My interpretation of how the term is used here and elsewhere is that idealized humans are usually in themselves, and when we ignore costs, worse than real ones. For example, they could be based on predictions of human behavior that are not quite accurate, or they may only remain sane for an hour of continuous operation from some initial state. They are only better because they can be used in situations where real humans can’t be used, such as in an infinite HCH, an indirect normativity style definition of AI goals, or a simulation of how a human develops when exposed to a certain environment (training). Their nature as inaccurate predictions may make them much more computationally tractable and actually available in situations where real humans aren’t, and so more useful when we can compensate for the errors. So a better term might be “abstract humans” or “models of humans”.
If these artificial environments with models of humans are good enough, they may also be able to bootstrap more accurate models of humans and put them into environments that produce better decisions, so that the initial errors in prediction won’t affect the eventual outcomes.

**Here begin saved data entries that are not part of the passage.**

PR #3974, opened 2025-10-18
`IO_Uring` loop resources should support `Java 11+`

j-bahr:
As of Netty 4.2 io_uring support has been promoted out of incubator `netty-incubator-transport-native-io_uring` and is now located at `netty-transport-native-io_uring`

> In Netty 4.2.0.Final we have graduated the io_uring transport from incubator, to a fully supported first-class transport module. (https://netty.io/news/2025/04/03/4-2-0.html)

Everything in the netty io_uring module is compiled for Java 9 and above excluding `io.netty.channel.uring.IoUring` to allow for calls to `isAvailable()` from Java 8 code.

Currently in reactor-netty we compile support for io_uring as multi release source with a release version 17, which means that only Java 17+ will be able to run the code. Older releases such as JDK 11 will get the default implementation which is compiled against the incubator release. This actually causes failures if you supply your own io_uring event loop in java 11 and the incubator is missing from the classpath.

This PR aims to fix two things (1) we should not compile against incubator code as it's now unsupported (2) we should allow io_uring for all releases above Java 9.

1) To remove io_uring incubator the default, Java 8, source must throw exceptions for all methods in `DefaultLoopIOUring ` and expressly mark `isIoUringAvailable = false`.

2) To enable use of io_uring in JDK 11 and above we need to move the implementation of `DefaultLoopIOUring` to a Java 11 multi release folder and update the gradle build file. I suggest targeting Java 11 here because Java 9 & 10 are not LTS release, not receiving updates and there is a low probability that they are being used in production.

This should allow users using Java 11+ to use the actual io_uring module from netty, using either reactor-netty's default loop resources or by allowing user to supply their own.

### DIFF
--- a/.github/workflows/check_netty_4_1_snapshots.yml
+++ b/.github/workflows/check_netty_4_1_snapshots.yml
@@ -30,21 +30,16 @@ jobs:
         with:
           distribution: 'zulu'
           java-version: '8'
-      - name: Set up JDK 11
-        uses: actions/setup-java@dded0888837ed1f317902acf8a20df0ad188d165
-        with:
-            distribution: 'zulu'
-            java-version: '11'
       - name: Set up JDK 17
         uses: actions/setup-java@dded0888837ed1f317902acf8a20df0ad188d165
         with:
             distribution: 'graalvm'
             java-version: '17.0.12'
       - name: Build with Gradle against Netty 4.1
-        run: ./gradlew clean check --no-daemon -PforceTransport=${{ matrix.transport }} -PforceNettyVersion='4.1.129.Final-SNAPSHOT'
+        run: ./gradlew clean check -x :reactor-netty-core:java17Test --no-daemon -PforceTransport=${{ matrix.transport }} -PforceNettyVersion='4.1.129.Final-SNAPSHOT'
       - name: GraalVM smoke tests against Netty 4.1
         run: ./gradlew :reactor-netty-graalvm-smoke-tests:nativeTest --no-daemon -PforceTransport=${{ matrix.transport }} -PforceNettyVersion='4.1.129.Final-SNAPSHOT'
       - name: Build with Gradle against Netty 4.2
-        run: ./gradlew clean check --no-daemon -PforceTransport=${{ matrix.transport }} -PforceNettyVersion='4.2.8.Final-SNAPSHOT'
+        run: ./gradlew clean check -x :reactor-netty-core:java17Test --no-daemon -PforceTransport=${{ matrix.transport }} -PforceNettyVersion='4.2.8.Final-SNAPSHOT'
       - name: GraalVM smoke tests against Netty 4.2
         run: ./gradlew :reactor-netty-graalvm-smoke-tests:nativeTest --no-daemon -PforceTransport=${{ matrix.transport }} -PforceNettyVersion='4.2.8.Final-SNAPSHOT'


violetagg:
@j-bahr We cannot remove the IO_Uring incubator because of compatibility reasons and because there is nothing that can be used when on JDK 8, so please keep it.

j-bahr:
@violetagg, thanks for the feedback, I am happy to add back the logic for the io_uring incubator so that we can merge the other fixes.

Can you help me understand the rationale behind using the incubator package for Java 8? Java 8 users still have the ability to use `nio` or `epoll` transports and it seems unlikely that many folks would include the io_uring incubator packages on the class path given that it's end of life and will not receive bug fixes or security patches.

violetagg:
> @violetagg, thanks for the feedback, I am happy to add back the logic for the io_uring incubator so that we can merge the other fixes.
> 
> Can you help me understand the rationale behind using the incubator package for Java 8? Java 8 users still have the ability to use `nio` or `epoll` transports and it seems unlikely that many folks would include the io_uring incubator packages on the class path given that it's end of life and will not receive bug fixes or security patches.

Unfortunately we don't know whether it is used or not. We can add a note that the incubator is not supported anymore and deprecate it then eventually in the next version we can remove the support. Wdyt?

.github/workflows/check_netty_4_1_snapshots.yml
```diff
@@ -36,10 +36,11 @@ jobs:
             distribution: 'graalvm'
             java-version: '17.0.12'
       - name: Build with Gradle against Netty 4.1
-        run: ./gradlew clean check -x :reactor-netty-core:java17Test --no-daemon -PforceTransport=${{ matrix.transport }} -PforceNettyVersion='4.1.129.Final-SNAPSHOT'
+        run: ./gradlew clean check -x :reactor-netty-core:java17Test -x :reactor-netty-core:java11Test --no-daemon -PforceTransport=${{ matrix.transport }} -PforceNettyVersion='4.1.129.Final-SNAPSHOT'
```
violetagg: Do we need this change? This workflow is against branch `1.2.x`, (see above in the checkout action)

.github/workflows/check_netty_4_1_snapshots.yml
```diff
@@ -36,10 +36,11 @@ jobs:
...
       - name: GraalVM smoke tests against Netty 4.1
         run: ./gradlew :reactor-netty-graalvm-smoke-tests:nativeTest --no-daemon -PforceTransport=${{ matrix.transport }} -PforceNettyVersion='4.1.129.Final-SNAPSHOT'
       - name: Build with Gradle against Netty 4.2
-        run: ./gradlew clean check -x :reactor-netty-core:java17Test --no-daemon -PforceTransport=${{ matrix.transport }} -PforceNettyVersion='4.2.8.Final-SNAPSHOT'
+        run: ./gradlew clean check -x :reactor-netty-core:java17Test -x :reactor-netty-core:java11Test --no-daemon -PforceTransport=${{ matrix.transport }} -PforceNettyVersion='4.2.8.Final-SNAPSHOT'
```
violetagg: Do we need this change? This workflow is against branch `1.2.x`, (see above in the checkout action)

.github/workflows/check_netty_4_2_snapshots.yml
```diff
@@ -31,6 +31,6 @@ jobs:
             distribution: 'graalvm'
             java-version: '17.0.12'
       - name: Build with Gradle
-        run: ./gradlew clean check -x :reactor-netty-core:java17Test --no-daemon -PforceTransport=${{ matrix.transport }} -PforceNettyVersion='4.2.8.Final-SNAPSHOT'
+        run: ./gradlew clean check -x :reactor-netty-core:java17Test -x :reactor-netty-core:java11Test --no-daemon -PforceTransport=${{ matrix.transport }} -PforceNettyVersion='4.2.8.Final-SNAPSHOT'
```
violetagg: Do we need JDK 11 setup?

.github/workflows/publish.yml
```diff
@@ -39,7 +39,7 @@ jobs:
         run: ./gradlew qualifyVersionGha
       - name: run reactor-netty-core checks
         id: reactor-netty-core-checks
-        run: ./gradlew reactor-netty-core:check -x :reactor-netty-core:java17Test
+        run: ./gradlew reactor-netty-core:check -x :reactor-netty-core:java17Test -x :reactor-netty-core:java11Test
```
violetagg: Do we need JDK 11 setup?

reactor-netty-core/build.gradle
```diff
@@ -102,6 +105,7 @@ dependencies {
 		}
 		else if (forceTransport == "io_uring" && osdetector.os == "linux") {
 			testImplementation "io.netty:netty-transport-native-io_uring:$nettyVersion$os_suffix"
+			testImplementation "io.netty.incubator:netty-incubator-transport-native-io_uring:$nettyIoUringVersion"
```
violetagg:
```suggestion
			testImplementation "io.netty.incubator:netty-incubator-transport-native-io_uring:$nettyIoUringVersion$os_suffix"
```

.github/workflows/check_graalvm.yml
```diff
@@ -28,6 +28,11 @@ jobs:
         with:
           distribution: 'zulu'
           java-version: '8'
+      - name: Set up JDK 11
+        uses: actions/setup-java@dded0888837ed1f317902acf8a20df0ad188d165
+        with:
+            distribution: 'zulu'
+            java-version: '11'
```
violetagg: Below we test IO_Uring on JDK 17, do we want to test it on JDK 11?

.github/workflows/check_netty_4_1_snapshots.yml
```diff
@@ -30,16 +30,22 @@ jobs:
         with:
           distribution: 'zulu'
           java-version: '8'
+      - name: Set up JDK 11
+        uses: actions/setup-java@dded0888837ed1f317902acf8a20df0ad188d165
+        with:
+            distribution: 'zulu'
+            java-version: '11'
```
violetagg:
```suggestion
```

.github/workflows/check_netty_4_1_snapshots.yml
```diff
@@ -30,16 +30,22 @@ jobs:
...
       - name: Set up JDK 17
         uses: actions/setup-java@dded0888837ed1f317902acf8a20df0ad188d165
         with:
             distribution: 'graalvm'
             java-version: '17.0.12'
       - name: Build with Gradle against Netty 4.1
-        run: ./gradlew clean check -x :reactor-netty-core:java17Test --no-daemon -PforceTransport=${{ matrix.transport }} -PforceNettyVersion='4.1.129.Final-SNAPSHOT'
+        run: ./gradlew clean check --no-daemon -PforceTransport=${{ matrix.transport }} -PforceNettyVersion='4.1.129.Final-SNAPSHOT'
```
violetagg:
```suggestion
        run: ./gradlew clean check -x :reactor-netty-core:java17Test --no-daemon -PforceTransport=${{ matrix.transport }} -PforceNettyVersion='4.1.129.Final-SNAPSHOT'
```

.github/workflows/check_netty_4_1_snapshots.yml
```diff
@@ -30,16 +30,22 @@ jobs:
...
       - name: GraalVM smoke tests against Netty 4.1
         run: ./gradlew :reactor-netty-graalvm-smoke-tests:nativeTest --no-daemon -PforceTransport=${{ matrix.transport }} -PforceNettyVersion='4.1.129.Final-SNAPSHOT'
       - name: Build with Gradle against Netty 4.2
-        run: ./gradlew clean check -x :reactor-netty-core:java17Test --no-daemon -PforceTransport=${{ matrix.transport }} -PforceNettyVersion='4.2.8.Final-SNAPSHOT'
+        run: ./gradlew clean check --no-daemon -PforceTransport=${{ matrix.transport }} -PforceNettyVersion='4.2.8.Final-SNAPSHOT'
```
violetagg:
```suggestion
        run: ./gradlew clean check -x :reactor-netty-core:java17Test --no-daemon -PforceTransport=${{ matrix.transport }} -PforceNettyVersion='4.2.8.Final-SNAPSHOT'
```

.github/workflows/check_netty_4_1_snapshots.yml
```diff
@@ -30,16 +30,22 @@ jobs:
...
       - name: GraalVM smoke tests against Netty 4.2
         run: ./gradlew :reactor-netty-graalvm-smoke-tests:nativeTest --no-daemon -PforceTransport=${{ matrix.transport }} -PforceNettyVersion='4.2.8.Final-SNAPSHOT'
+
```
violetagg:
```suggestion
```

violetagg:
Thanks for the PR!

j-bahr:
@violetagg thanks for merging and thanks for fixing a few of the issues I was working through on the workflow files.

Perhaps Wei Dai could clarify, but I thought the point of idealized humans was to avoid problems of value corruption or manipulation, which makes them better than real ones.

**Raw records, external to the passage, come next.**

PR #3980, opened 2025-10-24
Add `HTTP/2` `PING-based` connection health checks

violetagg:
Introduce `PING` frame support for proactive connection health monitoring on idle `HTTP/2` connections. The feature sends `PING` frames to detect unresponsive peers and close stale connections.

Configuration via `Http2SettingsSpec`:
- `pingAckTimeout`: Timeout for `ACK` response
- `pingAckDropThreshold`: Maximum `PING` attempts (default: 1)

Requires idle timeout configuration:
- Client: `ConnectionProvider.maxIdleTime`
- Server: `HttpServer.idleTimeout`

The feature is opt-in and integrates automatically with connection pool eviction (client) and idle timeout handling (server).

This implementation is based on PR #3612, reduces the scope and adds `HttpClient` support.

### DIFF
--- a/reactor-netty-http/src/test/java/reactor/netty/http/server/HttpIdleTimeoutTest.java
+++ b/reactor-netty-http/src/test/java/reactor/netty/http/server/HttpIdleTimeoutTest.java
@@ -84,7 +84,7 @@ class HttpIdleTimeoutTest extends BaseHttpTest {
 		        .as(StepVerifier::create)
 		        .expectNext("closedAfterIdleTimeout")
 		        .expectComplete()
-		        .verify(Duration.ofSeconds(5));
+		        .verify(Duration.ofSeconds(10));
 
 		Mono.delay(Duration.ofMillis(200))
 		    .block();
@@ -119,7 +119,7 @@ class HttpIdleTimeoutTest extends BaseHttpTest {
 		        .as(StepVerifier::create)
 		        .expectNext("openedBeforeIdleTimeout")
 		        .expectComplete()
-		        .verify(Duration.ofSeconds(5));
+		        .verify(Duration.ofSeconds(10));
 
 		Mono.delay(Duration.ofMillis(100))
 		    .block();


raccoonback:
@violetagg 
I’ll review it by the end of this week! 😀

reactor-netty-http/src/main/java/reactor/netty/http/Http2ConnectionLiveness.java
```diff
@@ -0,0 +1,225 @@
...
+		if (isPingAckPending) {
+			if (msg instanceof Http2PingFrame) {
+				Http2PingFrame frame = (Http2PingFrame) msg;
+				if (frame.ack() && frame.content() == lastSentPingData) {
+					cancel();
+				}
+			}
+			else if (msg instanceof Http2HeadersFrame || msg instanceof Http2DataFrame) {
+				cancel();
+			}
```
raccoonback, line 139: Oh, so it also handles the case when a header frame is received. 👍

raccoonback, line 139: Since `IdleTimeoutHandler` is triggered when no frame I/O occurs,
is it correct to understand that there’s no need to send another ping after receiving a frame?

reactor-netty-http/src/main/java/reactor/netty/http/Http2ConnectionLiveness.java
```diff
@@ -0,0 +1,225 @@
...
+
+		private final ChannelHandlerContext ctx;
+
+		PingTimeoutTask(ChannelHandlerContext ctx) {
+			this.ctx = ctx;
+		}
+
+		@Override
+		public void operationComplete(ChannelFuture future) {
+			if (!future.channel().isActive()) {
```
raccoonback, line 156: Since the future will be newly created, would it be fine not to check the active state of the current context channel?
(ex. `!ctx.channel().isActive()`)

reactor-netty-http/src/main/java/reactor/netty/http/client/Http2ConnectionProvider.java
```diff
@@ -579,16 +621,28 @@ static final class PooledConnectionAllocator {
...
+						new Http11EvictionPredicate(poolFactory.maxIdleTime(), poolFactory.maxLifeTime());
+				Http2EvictionPredicate http2EvictionPredicate = new Http2EvictionPredicate(poolFactory.maxLifeTime());
+				this.parent = parent.mutate().evictionPredicate(http11EvictionPredicate).build();
+				poolConfigFunction = poolConfig -> new Http2Pool(poolConfig, poolFactory.allocationStrategy(),
+						http2EvictionPredicate, poolFactory.maxIdleTime());
+			}
+			else {
+				this.parent = parent;
+				poolConfigFunction = poolConfig -> new Http2Pool(poolConfig, poolFactory.allocationStrategy());
+			}
```
raccoonback, line 639: Is it intended to allow users to customize HTTP/2 connection eviction?

reactor-netty-http/src/main/java/reactor/netty/http/client/Http2ConnectionProvider.java
```diff
@@ -375,6 +399,17 @@ public void onStateChange(Connection connection, State newState) {
...
 			}
+			else if (newState == UPGRADE_SUCCESSFUL) {
+				Http2Pool http2Pool = http2Pool();
+				if (http2Pool.evictionPredicate != null) {
+					ChannelHandlerContext frameCodec = http2PooledRef(pooledRef).slot.http2FrameCodecCtx();
+					if (frameCodec != null) {
+						IdleTimeoutHandler.addIdleTimeoutHandler(connection.channel().pipeline(), Duration.ofMillis(http2Pool.maxIdleTime),
+								new Http2ConnectionLiveness(((Http2FrameCodec) frameCodec.handler()),
+										http2SettingsSpec.pingAckDropThreshold(), http2SettingsSpec.pingAckTimeout().toNanos()));
+					}
```
raccoonback, line 410: It seems we also need to check whether `pingAckTimeout` is null here.

reactor-netty-http/src/main/java/reactor/netty/http/client/Http2ConnectionProvider.java
```diff
@@ -364,6 +378,16 @@ else if (p.state != null) {
...
 			}
 
+			Http2Pool http2Pool = http2Pool();
+			if (http2Pool.evictionPredicate != null) {
+				ChannelHandlerContext frameCodec = http2PooledRef(pooledRef).slot.http2FrameCodecCtx();
+				if (frameCodec != null) {
+					IdleTimeoutHandler.addIdleTimeoutHandler(channel.pipeline(), Duration.ofMillis(http2Pool.maxIdleTime),
+							new Http2ConnectionLiveness(((Http2FrameCodec) frameCodec.handler()),
+									http2SettingsSpec.pingAckDropThreshold(), http2SettingsSpec.pingAckTimeout().toNanos()));
+				}
```
raccoonback, line 388: It seems we also need to check whether `pingAckTimeout` is null here.

reactor-netty-http/src/main/java/reactor/netty/http/client/Http2ConnectionProvider.java
```diff
@@ -600,5 +654,41 @@ Publisher<Connection> connectChannel() {
...
+				boolean isNotHttp2 = true;
+				if (owner instanceof DisposableAcquire) {
+					Http2Pool.Http2PooledRef http2PooledRef = http2PooledRef(((DisposableAcquire) owner).pooledRef);
+					ChannelHandlerContext frameCodec = http2PooledRef.slot.http2FrameCodecCtx();
+					isNotHttp2 = frameCodec == null;
+				}
+				return (isNotHttp2 && maxIdleTime != -1 && meta.idleTime() >= maxIdleTime)
+						|| (maxLifeTime != -1 && meta.lifeTime() >= maxLifeTime);
+			}
+		}
```
raccoonback, line 679: Is this intended to check for the `h2c` case?

raccoonback (commented):
@violetagg 
I added some comments with a few questions.
I’d appreciate it if you could review them.

reactor-netty-http/src/main/java/reactor/netty/http/Http2ConnectionLiveness.java
violetagg: My understanding is that if we receive headers/data (which means a request/response) or ack to our ping frame then we can stop. The handler is still there so if the connection stays again idle for the configured timeout, we will start sending ping frames again.

reactor-netty-http/src/main/java/reactor/netty/http/client/Http2ConnectionProvider.java
violetagg: we provide an API for a custom eviction predicate (reactor.netty.resources.ConnectionProvider.ConnectionPoolSpec#evictionPredicate), it is documented that if you provide a custom eviction predicate this will disable every Reactor Netty eviction predicate.

reactor-netty-http/src/main/java/reactor/netty/http/client/Http2ConnectionProvider.java
violetagg: once we upgrade the connection the H2C has Http2FrameCodec

reactor-netty-http/src/main/java/reactor/netty/http/client/Http2ConnectionProvider.java
violetagg: it is intentional because `http2Pool.evictionPredicate != null` is true only if `http2SettingsSpec.pingAckTimeout() != null`, this is the artificial eviction predicate that we add for ping frame support.
I don't mind to check again for null although it is redundant or to add comment so that it is clear why we don't check for null

reactor-netty-http/src/main/java/reactor/netty/http/client/Http2ConnectionProvider.java
violetagg: it is intentional because `http2Pool.evictionPredicate != null` is true only if `http2SettingsSpec.pingAckTimeout() != null`, this is the artificial eviction predicate that we add for ping frame support.
I don't mind to check again for null although it is redundant or to add comment so that it is clear why we don't check for null

reactor-netty-http/src/main/java/reactor/netty/http/Http2ConnectionLiveness.java
violetagg: yeah I think headers/data defines a request/response

reactor-netty-http/src/main/java/reactor/netty/http/client/Http2ConnectionProvider.java
violetagg: And indeed I think it will be dangerous if despite the custom eviction predicate we start closing the connections based on our new ping frame feature.

reactor-netty-http/src/main/java/reactor/netty/http/Http2ConnectionLiveness.java
violetagg: Can you elaborate more?

violetagg:
@raccoonback Thanks for the review! Let me merge this one.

I agree that idealized humans have the benefit of making things like infinite HCH possible, but that doesn’t seem to be a main point of this post.
Among other things, yes.
This framing loses the distinction I’m making. More useful when taken together with their environment, but not necessarily better in themselves. These are essentially real humans that behave better because of environments where they operate and lack of direct influence from the outside world, which in some settings could also apply to the environment where they were raised. But they share the same vulnerabilities (to outside influence or unusual situations) as real humans, which can affect them if they are taken outside their safe environments. And in themselves, when abstracted from their environment, they may be worse than real humans, in the sense that they make less aligned or correct decisions, if the idealized humans are inaccurate predictions of hypothetical behavior of real humans.
Yeah, I agree with all of this. How would you rewrite my sentence/paragraph to be clearer, without making it too much longer?